Understanding what your business is worth in some ways begins with understanding how to calculate current assets. So what exactly constitutes current assets and then, of course, how do you go about calculating those? In this article, we cover what you need to know regarding your company’s current assets and why you should be prepared to go ahead and calculate those assets. They are important when it comes to painting the bigger picture of your company’s financial health.
Understanding What a Current Asset Is
Basically, if you were to sell your business right now, your current assets would be the cash or anything that you could essentially convert to cash within a year’s time. These liquid assets can be sold or consumed for the equivalent cash value. If your company’s operating cycle is longer than 12 months, then you would base the current assets on the length of your particular operating cycle per the balance sheet.
Current assets really do paint a picture of the overall financial health and well being of the business. If for instance, you apply for a loan you might be able to use some of those assets for collateral. Your assets are what enable you to survive the down times and the unexpected “emergencies” that can arise in the course of business. Having enough current assets on hand is thus integral to keep your company moving forward.
If the state of your current assets isn’t exactly healthy then you could experience setbacks down the road. You need to strengthen that asset position, thereby enabling you to more effectively handle whatever comes your way.
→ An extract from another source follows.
PR #595, opened 2022-08-22
android-tools: sleep more in android-gadget-start

tewarid:
Increase sleep to 10 seconds otherwise interface is not ready on rpi0w.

A Few Examples of Current Assets
As noted, an asset is cash or that which could theoretically be converted to cash in a year, and it is also defined as that which is strictly owned by the business. Some examples of current assets are:
- Accounts receivable
- Certain investments
- Office supplies
- Prepaid expenses such as rent
- Raw material
- Finished product
- Liquid assets
Again, to understand whether or not it is a current asset, you need to figure out how long it would take to liquidate the asset in question—this must generally fall within a year.
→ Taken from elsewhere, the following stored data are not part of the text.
PR #597, opened 2022-08-24
hiba: Add initial recipe for hiba

wltu:
HIBA is a system built on top of regular OpenSSH certificate-based
authentication that allows to manage flexible authorization of
principals on pools of target hosts without the need to push customized
authorized_users files periodically.

This recipe allow us to manage SSH to production machines easily and not
rely on authorized keys.

The install steps are listed in
https://github.com/google/hiba/blob/main/INSTALL.md

It depends on the `openssh-portable`'s file and object files, so I am
building it in the code source to match the install instruction.

Tested:
Ran the local-setup.sh and works fine on a BMC.
```
$ ssh -F /tmp/tmp.w8itTW/ssh_config -p 2201 root@localhost
 #####################################################
 #                 setup-local.sh                    #
 # Host Identity Based Authorization SSHD example.   #
 #####################################################
prodHost: limited access
Connection to localhost closed.
$ ssh -F /tmp/tmp.w8itTW/ssh_config -p 2202 root@localhost
 #####################################################
 #                 setup-local.sh                    #
 # Host Identity Based Authorization SSHD example.   #
 #####################################################
Last login: Thu Jan  1 00:47:28 1970 from ::1
```


meta-oe/recipes-connectivity/hiba/hiba_git.bb
```diff
@@ -0,0 +1,40 @@
+
+SUMMARY = "Google Host Identity Based Authorization"
+DESCRIPTION = "HIBA is a system built on top of regular OpenSSH \
+  certificate-based authentication that allows to manage flexible \
+  authorization of principals on pools of target hosts without the need to \
+  push customized authorized_users files periodically."
+
+S = "${WORKDIR}/git"
+
+LICENSE = "BSD"
```
kraj, line 10: Be specific about which BSD license e.g `BSD-3-Clause`

meta-oe/recipes-connectivity/hiba/hiba_git.bb
```diff
@@ -0,0 +1,40 @@
...
+  if len(openssh_paths) != 1:
+    raise Exception("openssh_paths does not have only one path: {}".format(openssh_paths))
+  
+  return "--prefix=/usr/ --with-opensshdir={}".format(openssh_paths[0])
+
+EXTRA_OECONF = "${@get_oeconf(d)}"
+
+# Make sure that MACHINE_FEATURES includes hiba before continuing
+do_configure:prepend(){
+  if [[ "${MACHINE_FEATURES}" != *"hiba"* ]]; then
```
kraj, line 36: No bashism please, we do support other shells e.g. dash for parsing generated task scripts

meta-oe/recipes-connectivity/hiba/hiba_git.bb
```diff
@@ -0,0 +1,40 @@
...
+def get_oeconf(d):
+  import glob
+  workdir = d.getVar("WORKDIR")
+  openssh_paths = glob.glob("{}/../../openssh/*/openssh-*".format(workdir))
+  if len(openssh_paths) != 1:
+    raise Exception("openssh_paths does not have only one path: {}".format(openssh_paths))
+  
+  return "--prefix=/usr/ --with-opensshdir={}".format(openssh_paths[0])
+
+EXTRA_OECONF = "${@get_oeconf(d)}"
```
kraj, line 32: I feel this should be avoided. Can you explain what you are trying to do with thi s function ?

kraj (changes requested):

meta-oe/recipes-connectivity/hiba/hiba_git.bb
```diff
@@ -0,0 +1,40 @@
...
+
+inherit autotools
+
+DEPENDS = "openssl openssh zlib"
+RDEPENDS:${PN} = "bash"
+
+def get_oeconf(d):
+  import glob
+  workdir = d.getVar("WORKDIR")
+  openssh_paths = glob.glob("{}/../../openssh/*/openssh-*".format(workdir))
```
wak-google, line 26: I don't believe you can rely on directories above WORKDIR within the recipe.

meta-oe/recipes-connectivity/hiba/hiba_git.bb
wltu: In https://github.com/google/hiba/blob/main/INSTALL.md, the hiba repo depends on the headers/object files from openssh to build. So we need to the build folder from openssh to buidl hiba and that path cannot be hardcoded.

meta-oe/recipes-connectivity/hiba/hiba_git.bb
wltu: oh dang, I am not too sure what else to use then.

meta-oe/recipes-connectivity/hiba/hiba_git.bb
wltu: Updated. Is this better? Or did I do it wrong again?

meta-oe/recipes-connectivity/hiba/hiba_git.bb
wltu: Done.

meta-oe/recipes-connectivity/hiba/hiba_git.bb
BenjaminFair: I'm guessing you'll need to modify the openssh recipe instead to make the files that you need available

wltu: where should I install the files? William mentioned that we shouldn't use the `STAGING_DIR_NATIVE` which I thought is the sysroot. (maybe not)

kraj: if you are using gut of a package ( e.g. openssh ) without respecting what the component expect their users to use via headers and libs then I would urge you to take a look at this component and try to either use what openssh exposes or make it expose what you need. Yocto builds in recipe specific sysroots, they dont see anything outside that sysroot during build. As such we have shared state and this will break horribly if their are dependencies outside its own sysroot.

meta-oe/recipes-connectivity/hiba/hiba_git.bb
wltu: It seems like `openssh-dev` and `openssh-staticdev` are both empty. It seems like the header and object files are not exposed anywhere. So it sounds like this is not doing without the "hack" that exists right now.

meta-oe/recipes-connectivity/hiba/hiba_git.bb
wltu: um, so it sounds like we could not build `hiba` in bitbake since it depends on stuff that is not exposed.

I guess this means that the only way to do it cleanly is to have the `hiba` as a submodule of `openssh-portable` to enforce that all the required stuff are available... but then that will be dependent on the openssh release to get the new changes... which is not ideal.

@blundere what do you think? Seems like the way it's done is not proper... and I have ran out of ideas.

kraj: as a submod of openssh seems would work and sounds right too. You can use a `PACKAGECONFIG` knob then to control turning it on/off

blunderer: As I understand it, we need to be modifying the OpenSSH recipe to expose the headers, libssh.a and libopenbsd-compat.a to the rest of the world. There are 2 ways:

1. I can contact the owner pf OpenSSH to see if they would accept a patch to support it direclty via make their make install  
2. We can have OpenSSH inherit lib_package class and start exposing manually in a install hook the files we want.

I am also happy with HIBA being a submod of OpenSSH as this is in line with reality

wltu: I think the issues right now is that each sysroot in bitbake is based on recipes, so we can't get reliability get the build folder of another repo. So I think `lib_package` will hit the same issue.

Yeah, seems like a submodule in openssh is the best move and maybe we don't use the official release of openssh for `hiba` until they are available. Build from SRC_URI and such.

meta-oe/recipes-connectivity/hiba/hiba_git.bb
wltu: We have now installed the files with an openssh bbappend. @blunderer has pinged the OpenSSH maintainer to install it on their end, but that probably need an official release and may take a while. The bbappend will be needed until then.

meta-oe/recipes-connectivity/hiba/hiba_git.bb
wltu: Thanks @blunderer's feedback, I have updated the latest recipe changes. It seems like I just need to install the headers + lib*.so for it to work. I thought we needed the object files and was hesitant to do so.

It should be better now.

kraj: its better than before. However, I think it still needs modifications in openssl as I grok. If it does, then get those changes into openssh recipe first, the recipe needs to build with standard openssh provided by oe-core for it to be in any open layers.

wltu: sounds good. Thanks make sense. We can follow up on that before getting this submitted.

If Google/OpenBMC needs it earlier, we will support it within our meta-layer until the openssh changes are ready. and then migrate it here.

Thanks for the help and suggestions.

blunderer: There should be no modification to openssl required since openssl library and includes are installed in the sysroot already and available for HIBA to link against in a standard way.

meta-oe/recipes-connectivity/hiba/hiba_git.bb
```diff
@@ -17,26 +17,22 @@ PV = "1.0+git${SRCPV}"
...
-  if len(openssh_paths) != 1:
-    # Cannot fail here since this will cause failure on other recipes
-    # if openssh is not installed
-    return ""
-
-  return "--prefix=/usr/ --with-opensshdir={}".format(openssh_paths[0])
-
-EXTRA_OECONF = "${@get_oeconf(d)}"
+EXTRA_OECONF = " \
+  --with-opensshdir=${PKG_CONFIG_SYSROOT_DIR}/usr/include/ssh \
```
kraj, line 22: Please use `${STAGING_INCDIR}/ssh` here

meta-oe/recipes-connectivity/hiba/hiba_git.bb
```diff
@@ -17,26 +17,22 @@ PV = "1.0+git${SRCPV}"
...
+  --prefix=/usr/ \
```
kraj, line 23: Use `--prefix=${prefix}`

meta-oe/recipes-connectivity/hiba/hiba_git.bb
```diff
@@ -17,26 +17,22 @@ PV = "1.0+git${SRCPV}"
...
+"
 
 # Make sure that MACHINE_FEATURES includes hiba before continuing
 do_configure:prepend(){
-  if ${@bb.utils.contains("MACHINE_FEATURES", "hiba", "false", "true", d)} ; then
-    echo "MACHINE_FEATURES does not support hiba"
+  if ${@bb.utils.contains("DISTRO_FEATURES", "hiba", "false", "true", d)} ; then
+    echo "DISTRO_FEATURES does not support hiba. Skip the configuration"
```
kraj, line 29: Consider something like below for diagnostic message 
`Skip building ${PN} because hiba support is disabled, It can be enabled it via DISTRO_FEATURES`

meta-oe/recipes-connectivity/hiba/hiba_git.bb
```diff
@@ -17,26 +17,22 @@ PV = "1.0+git${SRCPV}"
...
     exit 1
   fi
 }
+
+PACKAGES =+ "${PN}-tools"
+
+FILES:${PN}-tools = "${sbindir}/hiba-ca.sh ${sbindir}/hiba-grl ${sbindir}/hiba-gen"
+
+RDEPENDS:${PN}-tools = "${PN} bash"
```
kraj, line 38: Are these bash scripts ?  We avoid bash dependencies as much as we can and enable it absolutely when needed.

meta-oe/recipes-connectivity/openssh/openssh_%.bbappend
```diff
@@ -0,0 +1,14 @@
+do_install:append () {
+  if ${@bb.utils.contains("DISTRO_FEATURES", "hiba", "false", "true", d)} ; then
+    echo "DISTRO_FEATURES does not support hiba. Skip the installations"
+    exit 0
+  fi
```
kraj, line 5: this maybe redundant.

meta-oe/recipes-connectivity/openssh/openssh_%.bbappend
```diff
@@ -0,0 +1,14 @@
...
+
+  install -d ${D}/usr/include/ssh
+  install -d ${D}/usr/include/ssh/openbsd-compat
+  install -d ${D}/usr/lib/
```
kraj, line 9: Use bitbake variables instead of hardcoding paths where ever possible.

meta-oe/recipes-connectivity/openssh/openssh_%.bbappend
```diff
@@ -0,0 +1,14 @@
...
+  install -m0644 ${S}/*.h ${D}/usr/include/ssh
+  install -m0644 ${S}/libssh* ${D}/usr/lib/
+  install -m0644 ${S}/openbsd-compat/*.h ${D}/usr/include/ssh/openbsd-compat
+  install -m0644 ${S}/openbsd-compat/libopenbsd-compat* ${D}/usr/lib/
```
kraj, line 13: where are these files coming from ?

kraj (changes requested):
also squash changes into a single commit.

meta-oe/recipes-connectivity/openssh/openssh_%.bbappend
wltu: rm'ed and will be moved to poky recipe once I get write access.

meta-oe/recipes-connectivity/openssh/openssh_%.bbappend
wltu: Done. And moving to poky recipe

meta-oe/recipes-connectivity/hiba/hiba_git.bb
wltu: I don't think we need that script during runtime? (maybe).

actually, we might need it. Let's see what @blunderer think.

meta-oe/recipes-connectivity/hiba/hiba_git.bb
wltu: Done.

meta-oe/recipes-connectivity/hiba/hiba_git.bb
wltu: Done.

meta-oe/recipes-connectivity/hiba/hiba_git.bb
wltu: Done.

meta-oe/recipes-connectivity/hiba/hiba_git.bb
wltu: Will move the recipe change to poky for now.

meta-oe/recipes-connectivity/openssh/openssh_%.bbappend
wltu: These are all of the files that's build from https://github.com/openssh/openssh-portable, or do you mean something else?

kraj:
OK I will wait for the openssh changes to be merged before considering this patch.

meta-oe/recipes-connectivity/hiba/hiba_git.bb
wltu: Poky review in https://git.yoctoproject.org/poky-contrib/commit/?h=wltu/install_openssh_files&id=c8441295669fd11c0fe3f88f943d3afcd5fc172c. PTAL.

meta-oe/recipes-connectivity/hiba/hiba_git.bb
blunderer: We do not need the bash script on the target, this is mostly for the host

meta-oe/recipes-connectivity/hiba/hiba_git.bb
wltu: Oops. I updated to https://git.yoctoproject.org/poky-contrib/?h=wltu%2Finstall_internal_openssh_files and cc you guys in the email. I am not sure how to get more attention to the change or if I did anything wrong.

Any tips?

wltu:
> OK I will wait for the openssh changes to be merged before considering this patch.

Updated the change to install an internal version of OpenSSH to get the library required based on the comments in this discussion: https://lists.openembedded.org/g/openembedded-core/topic/94475279#172977

meta-oe/recipes-connectivity/hiba/hiba_git.bb
```diff
@@ -0,0 +1,52 @@
...
+
+S = "${WORKDIR}/git"
+
+LICENSE = "BSD-3-Clause"
+LIC_FILES_CHKSUM = "file://${S}/LICENSE;md5=7e161abe9a4585310725dd86c28d1ae2"
+
+SRC_URI = "git://github.com/google/hiba;protocol=https;branch=main"
+SRCREV = "98b551e2a0297b1872851bb81b6d3a2b682778ee"
+
+# HIBA Internal OpenSSH Version (Should match the version in meta-oe).
```
blunderer, line 15: This is actually not an issue: HIBA only uses a small part of the libssh which happens to be part of the RFC and thus pretty stable, so we can technically use pretty much any OpenSSH version.

Suggestion:

Internal OpenSSH version for HIBA to link against (the version doesn't have to match the actual installed version).

meta-oe/recipes-connectivity/hiba/hiba_git.bb
```diff
@@ -0,0 +1,52 @@
...
+inherit autotools
+
+DEPENDS = "openssl openssh zlib"
+
+EXTRA_OECONF = " \
+  --with-opensshdir=${WORKDIR}/openssh-portable \
+  --prefix=/usr/ \
+"
+
+# Make sure that MACHINE_FEATURES includes hiba before continuing
```
blunderer, line 32: nit: DISTRO_FEATURE

blunderer: Do we actually still need this hack? This was initially used to tune the build of OpenSSH for HIBA, but now everything is self contain, so simply including the HIBA package should be enough.

meta-oe/recipes-connectivity/hiba/hiba_git.bb
```diff
@@ -0,0 +1,52 @@
...
+do_configure:prepend(){
+  if ${@bb.utils.contains("DISTRO_FEATURES", "hiba", "false", "true", d)} ; then
```
blunderer, line 34: And we can get rid of this

meta-oe/recipes-connectivity/hiba/hiba_git.bb
```diff
@@ -0,0 +1,52 @@
...
+  git checkout "${OPENSSH_SRCREV}"
+  autoreconf
+  ./configure ${CONFIGUREOPTS}
+  oe_runmake
+  popd
+}
+
+do_install:append() {
+  rm ${D}${sbindir}/hiba-ca.sh
+  rm -rf ${WORKDIR}/openssh-portable
```
blunderer, line 51: Hum, that doesn't look right: a BUILD step for HIBA will now fail after the install

meta-oe/recipes-connectivity/hiba/hiba_git.bb
```diff
@@ -0,0 +1,52 @@
...
+  if ${@bb.utils.contains("DISTRO_FEATURES", "hiba", "false", "true", d)} ; then
+    echo "Skip building ${PN} because hiba support is disabled, It can be enabled it via DISTRO_FEATURES"
+    exit 1
+  fi
+
+  pushd "${WORKDIR}"
+  git clone "${OPENSSH_SRC_URI}"
+  cd openssh-portable
+  git checkout "${OPENSSH_SRCREV}"
+  autoreconf
```
blunderer, line 43: Shouldn't this go better in a do_fetch:append() ?

blunderer: And I believe this can even be done in a more idiomatic way:

LIC_FILES_CHKSUM_hiba = "file://${S}/LICENSE;md5=7e161abe9a4585310725dd86c28d1ae2"
LIC_FILES_CHKSUM_openssh = "file://${S}/LICENSE;md5=7e161abe9a4585310725dd86c28d1ae2"
SRC_URI = "\
    git://github.com/google/hiba;protocol=https;branch=main;destsuffix=git/hiba;name=hiba \
    git://github.com/openssh/openssh-portable.git;protocol=https;branch=master;destsuffix=git/openssh-portable;name=openssh \
"
SRCREV_hiba = "3199239c6a0a89dbd8f155204f44798c78195ab0"
SRCREV_openssh = "0ffb46f2ee2ffcc4daf45ee679e484da8fcf338c"

SRC_URI[hiba.sha256sum] = "79154c8cc144905d552540ef7b395289a029a43ac262bb913b99f475d6da1bec"
SRC_URI[openssh.sha256sum] = "f7a2969530cc025dbbe17b40c1413693e5b57cee04a194ba932b6b2465860bba"

SRCREV_FORMAT="hiba_openssh"
PV = "1.0+git${SRCPV}"

meta-oe/recipes-connectivity/hiba/hiba_git.bb
```diff
@@ -0,0 +1,52 @@
...
+
+# Make sure that MACHINE_FEATURES includes hiba before continuing
+do_configure:prepend(){
+  if ${@bb.utils.contains("DISTRO_FEATURES", "hiba", "false", "true", d)} ; then
+    echo "Skip building ${PN} because hiba support is disabled, It can be enabled it via DISTRO_FEATURES"
+    exit 1
+  fi
+
+  pushd "${WORKDIR}"
+  git clone "${OPENSSH_SRC_URI}"
```
kraj, line 40: move this cloning to SRC_URI so the fetcher can take care of cloning and ensuring we capture the state correctly for further processing.

meta-oe/recipes-connectivity/hiba/hiba_git.bb
```diff
@@ -0,0 +1,52 @@
...
+"
+
+# Make sure that MACHINE_FEATURES includes hiba before continuing
+do_configure:prepend(){
+  if ${@bb.utils.contains("DISTRO_FEATURES", "hiba", "false", "true", d)} ; then
+    echo "Skip building ${PN} because hiba support is disabled, It can be enabled it via DISTRO_FEATURES"
+    exit 1
+  fi
+
+  pushd "${WORKDIR}"
```
kraj, line 39: do not use `pushd/popd` they may not work on all shells, we do support non-bash shells like dash as default shells on build machines.

meta-oe/recipes-connectivity/hiba/hiba_git.bb
wltu: Updated. PTAL.

wltu: actually, nevermind. Still some failures.

wltu:
friendly ping.

meta-oe/recipes-connectivity/hiba/hiba_git.bb
```diff
@@ -0,0 +1,50 @@
...
+  cd "${WORKDIR}/git/openssh-portable"
+  autoreconf
+  ./configure ${CONFIGUREOPTS}
+  cd "${S}"
+}
+
+do_compile_openssh() {
+  cd "${WORKDIR}/git/openssh-portable"
+  oe_runmake
+  cd "${S}"
```
blunderer, line 46: Here and above, this is probably not needed

meta-oe/recipes-connectivity/hiba/hiba_git.bb
blunderer: Is it working now? I still do not see SRC_URI checksums for hib and OpenSSH. Is it expected?

meta-oe/recipes-connectivity/hiba/hiba_git.bb
```diff
@@ -0,0 +1,50 @@
...
+S = "${WORKDIR}/git/hiba"
+LICENSE = "BSD-3-Clause"
+LIC_FILES_CHKSUM = "file://${S}/LICENSE;md5=7e161abe9a4585310725dd86c28d1ae2"
+
+PV = "git${SRCPV}"
+
+inherit autotools
+
+DEPENDS = "openssl openssh zlib"
+RDEPENDS:${PN} = " bash"
```
blunderer, line 16: We do not need the hiba-ca.sh on the target host, so 'bash' is not needed in RDEPENDS.

blunderer (changes requested):

meta-oe/recipes-connectivity/hiba/hiba_git.bb
```diff
@@ -0,0 +1,50 @@
...
+
+# Internal OpenSSH version for HIBA to link against (the version doesn't have
+#   to match the actual installed version).
+# Discussion in
+# https://lists.openembedded.org/g/openembedded-core/topic/94475279#172977
+SRCREV_openssh = "15a01cf15f396f87c6d221c5a6af98331c818962"
+SRCREV_FORMAT = "hiba"
+
+EXTRA_OECONF = " \
+  --with-opensshdir=${WORKDIR}/git/openssh-portable \
```
kraj, line 32: Can this be made relative ? absolute paths are troublesome for reproducibility

meta-oe/recipes-connectivity/hiba/hiba_git.bb
```diff
@@ -0,0 +1,50 @@
...
+}
+
+do_compile_openssh() {
+  cd "${WORKDIR}/git/openssh-portable"
+  oe_runmake
+  cd "${S}"
+}
+
+addtask compile_openssh before do_configure after do_configure_openssh
+addtask configure_openssh before do_compile_openssh after do_unpack
```
kraj, line 50: do_configure should be added after `do_patch` instead of `do_unpack` that way you can apply patches as needed to openssh in future

kraj (changes requested):

meta-oe/recipes-connectivity/hiba/hiba_git.bb
```diff
@@ -0,0 +1,50 @@
...
+inherit autotools
+
+DEPENDS = "openssl openssh zlib"
+RDEPENDS:${PN} = " bash"
+
+SRC_URI = " \
+  git://github.com/google/hiba;protocol=https;branch=main;destsuffix=git/hiba;name=hiba \
+  git://github.com/openssh/openssh-portable.git;protocol=https;branch=master;destsuffix=git/openssh-portable;name=openssh \
+"
+SRCREV_hiba = "cae606dafc5692240ac49441fd57653d7aade99b"
```
blunderer, line 22: I added some changes to HIBA recently.

The new head is at 3a6beb475ebd4dff3223327039738b30240f0c43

Calculating Your Current Assets
In order to calculate all current assets of the business, you first need to ask: does the business own it? Does it have value? And can it be converted to cash or consumed within 12 months? If it falls within this category, then it should definitely be part of your total current assets. Start by creating a list of everything you can think of. Once you have this list organized then you need to start adding things up.
Below is a simple example of how your current asset balance sheet might look.
- Cash $65,000
- Securities $40,000
- Investments $10,000
- Accounts Receivable $25,000
- Prepaid Expenses $10,000
- Inventory, materials, and Finished Goods $52,000
- Office Supplies $22,000
- Liquid Assets $12,000
= $236,000 in Total Current Assets
What to Do with Current Asset Information
Upon calculating the data regarding your current assets, you can then use it to understand more about the financial state of your business. For instance, networking capital is the current asset minus current liabilities. Such liabilities are those which need to be paid within 12 months. So things such as short term debt and accounts payable for example are considered current liabilities. Your net working capital is a good indicator of your liquidity.
Your Current Ratio is figured by dividing current assets by current liabilities. Again, this goes toward understanding more about how liquid the business is. If your current ratio is less than 1.0 this could indicate a financial problem within the company. A ratio of 1.2-2.0 is ideal suggesting that on a monthly basis your company is stable and not likely to fall behind. Too high a current ratio though could mean that it’s time to start reinvesting revenue.
Then you have the Average Current Assets formula. This represents the mean value of current assets over a period of two years or longer. The calculation looks like this:
(Total current assets for a prior 12-month period) + Total current assets for most recent 12 month period) / 2
This number can be used to help the budget and essentially plan for the future of the business.
Strengthening the Position of Your Current Assets
Getting the numbers together is the start—what do you do with them from there? By understanding where your current ration stands or where your networking capital happens to be you can revisit your monthly budget and see where you need to improve. As you start working toward strengthening that asset position, you should see results in the form of more assets.
Below are a few of the steps that you can take to help the company improve its position:
- Collect outstanding invoices. Leaving unpaid invoices on the table for over sixty days, for example, is hurting the company. Let customers know your policy right off the bat—they will be more apt to respect it and subsequently pay on time.
- Borrow responsibly. Taking out business loans is certainly fine, however, make sure you’re not overextending yourself. Do not borrow more than what you actually need.
- Liquidate that which you no longer use. Is inventory just sitting there? This is basically wasting money that could be used for other things.
- Make smart investments choices.
The bottom line is you want a firm handle on where you stand financially speaking. The more you know about what your business is worth, the better prepared you are to make smart decisions not just about the “now” but about the company’s future as well. Those businesses that thrive, that manage to grow and prosper are the ones that gather all of the information, those that work the numbers and understand the formulas. So where does your company stand?